The office was a 61/2-by-10-foot glass cubicle. There was a desk with an old model Dell desktop PC, a telephone, one office chair, a metal waste paper basket, and a bookshelf. The bookshelf contained an assortment of directories and three blank notebooks. The two desk drawers housed some ballpoints, paper clips, and a notebook. On the window sill stood a potted plant with brown, withered leaves. Salander looked thoughtfully at the plant, as if it were the first time she had seen it, then she deposited it firmly in the waste paper basket.
She seldom had anything to do in her office and visited it no more than half a dozen times a year, mainly when she needed to sit by herself and prepare a report just before handing it in. Armansky had insisted that she have her own space. His reasoning was that she would then feel like part of the company although she worked as a freelancer. She suspected that Armansky hoped that this way he would have a chance to keep an eye on her and meddle in her affairs. At first she had been given space farther down the corridor, in a larger room that she was expected to share with a colleague. But since she was never there Armansky finally moved her into the cubbyhole at the end of the corridor.

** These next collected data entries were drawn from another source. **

PR #388, opened 2016-11-02
Maxwell's thermic engine, a flaming and freezing sword.

aolowin:


beeceropteryx:
hilarious, but if you do the math it's basically a branded greatsword that (a) has a low skill requirement and (b) lets you use a shield at the cost of hurting your resistances (so basically a wash).

PleasingFungus:
I'm not sure that this adds enough interesting decisions/gameplay to justify the added code (and added messages!). The theme is cool, but it's basically trading resists for damage in a very elaborate way?

aolowin:
The code can be refactored to share the same functions as the elemental staff so there's not much overhead there. For a different take it could toggle brands with an evocable effect - starts as flaming, evoke refrigeration, becomes freezing, evoke ring of flames, becomes flaming again. Loses a little of the Maxwell's demon flavour that way.

isloat:
I'm not a fan of this summoning demons; I think the flame/frost flavor was better.

aolowin:
It's still flame/frost, just with an added evocable effect.

isloat:
I've played around a bit with this locally and it plays much better than it looks on paper. The brand switching is cool and the demon summoning ties together the Maxwell's Demon reference you're making here. 

I'm more favorable towards this PR than I was previously. Any other devs have opinions?

isloat:
I personally really enjoy this idea, but other devs have expressed reservations.

1. Demonic horde of weak demons is probably not a very good ability. Try making it summon only sun demons / ice devils.
2. If this gets added, it's going to likely replace the Dagger of Chilly Death / Scimitar of Flaming Death. It might be simpler to, instead of using the mechanic you have here for damage type selection, to just merge these two unrands' effects into this item: randomly casts sticky flame or flash freeze on the victim.
3. Why isn't this a double sword! I get the demon blade connection to Maxwell's demon... but this is a great opportunity to have an unrand double sword.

Salander took out the cuff. She looked at it, meditatively biting her lower lip.
It was past 11:00 and she was alone on the floor. She suddenly felt excruciatingly bored.
After a while she got up and walked to the end of the hall and tried the door to Armansky’s office. Locked. She looked around. The chances of anyone turning up in the corridor around midnight on December 26 were almost nonexistent. She opened the door with a pirate copy of the company’s card key, which she had taken the trouble to make several years before.
Armansky’s office was spacious: in front of his desk were guest chairs, and a conference table with room for eight people was in the corner. It was impeccably neat. She had not snooped in his office for quite some time, but now that she was here…She spent a while at his desk to bring herself up to date regarding the search for a suspected mole in the company, which of her colleagues had been planted undercover in a firm where a theft ring was operating, and what measures had been taken in all secrecy to protect a client who was afraid her child was in danger of being kidnapped by the father.
At last she put the papers back precisely the way they were, locked Armansky’s door, and walked home. She felt satisfied with her day.
“I don’t know whether we’ll find out the truth, but I refuse to go to my grave without giving it one last try,” the old man said. “I simply want to commission you to go through all the evidence one last time.”
“This is crazy,” Blomkvist said.
“Why is it crazy?”
“I’ve heard enough. Henrik, I understand your grief, but I have to be honest with you. What you’re asking me to do is a waste of my time and your money. You are asking me to conjure up a solution to a mystery that the police and experienced investigators with considerably greater resources have failed to solve all these years. You’re asking me to solve a crime getting on for forty years after it was committed. How could I possibly do that?”
“We haven’t discussed your fee,” Vanger said.
“That won’t be necessary.”
“I can’t force you, but listen to what I’m offering. Frode has already drawn up a contract. We can negotiate the details, but the contract is simple, and all it needs is your signature.”